[Opening Information section]

Issue #31, opened 2020-04-15
Point to Harmonica's Gravity Disturbances gallery example on Normal Gravity


santisoler:
**Description of the desired feature**

On the Normal Gravity gallery example, would be nice to point towards the [Harmonica's Gravity Disturbances](https://www.fatiando.org/harmonica/latest/gallery/gravity_disturbance.html) gallery example, just to show how the `normal_gravity` method could be applied to the computation of the gravity disturbances.

The lack of clearness on how `normal_gravity` should be used was raised by @craigmillernz on fatiando/harmonica#164.

**Are you willing to help implement and maintain this feature?** Yes

santisoler:
As discussed in last meeting, I agree with moving the gravity disturbance tutorial to Boule. It also sounded weird that the first two pages of Harmonica User Guide don't use Harmonica at all. And the same goes for the coordinates systems: since it's something we use across the Fatiando libraries, it should be placed in a different place than Harmonica's docs.

leouieda:
Closing this since there is a tutorial here already.

PR #130, opened 2022-06-24
Refactor the documentation tutorials

leouieda:
**Description**

Shifted the focus to how to do things with Boule and point to other pages (like the glossary and docstrings) for more of the theory. Gravity disturbance tutorial expanded a bit to be more in line with the Harmonica tutorial. Coordinate conversion tutorial was refocused on using pymap3d instead of explaining what the coordinate systems are, which should be in a separate page. 

**Relevant issues/PRs**

See #31 for discussion on disturbance and coordinate conversion tutorials.


leouieda:
@LL-Geo @aguspesce @santisoler @MGomezN I could really use a few eyes on this 👀. What do you think of the changes? I do want to keep the extensive written explanations about the coordinate systems but I'm not sure where to put it. See #31 as well.

leouieda:
Actually, I'll do as @santisoler did for Harmonica and merge these in so we can see the results in https://www.fatiando.org/boule/dev/ and make improvements/changes in follow-up PRs.

PR #501, opened 2023-12-28
Solution

ShcherbynaSv:


app/main.py
```diff
@@ -1 +1,34 @@
-# write your code here
+import os
+
+
+def move_file(command: str) -> None:
+    command, in_file, out_file = command.split()
```
Dimosphen1, line 5: To avoid an error related to unpacking a list that contains more than 3 elements after split, you could add the following syntax
```suggestion
    command, in_file, out_file, *_ = command.split()
```

app/main.py
```diff
@@ -1 +1,34 @@
...
+    if command == "mv":
+        path = out_file
+        path_list = []
+        while path != "":
+            path_list.append(os.path.split(path)[1])
+            path = os.path.split(path)[0]
```
Dimosphen1, line 11: You could obtain a path more simply without iterations or indexing, e.g.
```suggestion
        path = os.path.normpath(out_file)
        path = path.split(os.sep)
        *file_path, file_name = path
        
```
Rewrite code using this approach to avoid indexing and iterations through the path.

app/main.py
```diff
@@ -1 +1,34 @@
...
+        if len(path_list) == 1:
+            with (open(in_file, "r")as start_file,
+                  open(out_file, "w") as end_file):
+                end_file.write(start_file.read())
+
+        else:
+            path_list = path_list[3::-1]
+
+            path = ""
+            for i in range(len(path_list) - 1):
```
Dimosphen1, line 22: Do not use single-letter variable names, choose more descriptive naming.

app/main.py
```diff
@@ -1 +1,34 @@
...
+                if os.path.exists(os.path.join(path, path_list[i])):
+                    path = os.path.join(path, path_list[i])
+                    print(path)
+                else:
+                    os.mkdir(os.path.join(path, path_list[i]))
+                    path = os.path.join(path, path_list[i])
+                    print(path)
+            with (open(in_file, "r")as start_file,
```
Dimosphen1, line 30:
```suggestion
            with (open(in_file, "r") as start_file,
```

Dimosphen1 (changes requested):

app/main.py
```diff
@@ -1 +1,33 @@
-# write your code here
+import os
+
+
+def move_file(command: str) -> None:
+    command, in_file, out_file, *_ = command.split()
```
vasylhnatiuk, line 5: return None if command.split() has less then 3 arguments

app/main.py
```diff
@@ -1 +1,33 @@
...
+    if command == "mv":
+        # path = out_file
+        path = os.path.normpath(out_file)
+        print(path)
```
vasylhnatiuk, line 9: delete uselesss prints

vasylhnatiuk (changes requested):

app/main.py
```diff
@@ -1 +1,30 @@
-# write your code here
+import os
+
+
+def move_file(command: str) -> None:
+    if len(command.split()) < 3:
```
vasylhnatiuk, line 5:
```suggestion
    if len(command) < 3:
```

vasylhnatiuk: it aslo will be working

vasylhnatiuk (approved):

PR #504, opened 2023-12-28
Solution

KwintDimon:


app/main.py
```diff
@@ -1 +1,29 @@
-# write your code here
+import os
+
+
+def move_file(command: str) -> None:
+    cd, source_name, target_name, *_ = command.split()
```
vasylhnatiuk, line 5: what if command have less then 3 arguments? add check before

vasylhnatiuk (changes requested):

app/main.py
```diff
@@ -1 +1,33 @@
...
+        return
+    cd, source_name, target_name, *_ = command_parts
+    if cd != "mv":
+        return
+
+    if "/" in target_name:
+        *target_path_parts, file_name = target_name.split("/")
+        current_path = ""
+        for directory in target_path_parts:
+            current_path = os.path.join(current_path, directory)\
```
vasylhnatiuk, line 17:
```suggestion
            current_path = os.path.join(current_path, directory)
```

vasylhnatiuk (changes requested):

Polyakiv-Andrey (approved):
Good job!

[Closing Information section]

* **Assignment**:
Find every line in the records above that holds the word "Disturbances", and copy each one.

* **Solution for this problem**:
Point to Harmonica's Gravity Disturbances gallery example on Normal Gravity
On the Normal Gravity gallery example, would be nice to point towards the [Harmonica's Gravity Disturbances](https://www.fatiando.org/harmonica/latest/gallery/gravity_disturbance.html) gallery example, just to show how the `normal_gravity` method could be applied to the computation of the gravity disturbances.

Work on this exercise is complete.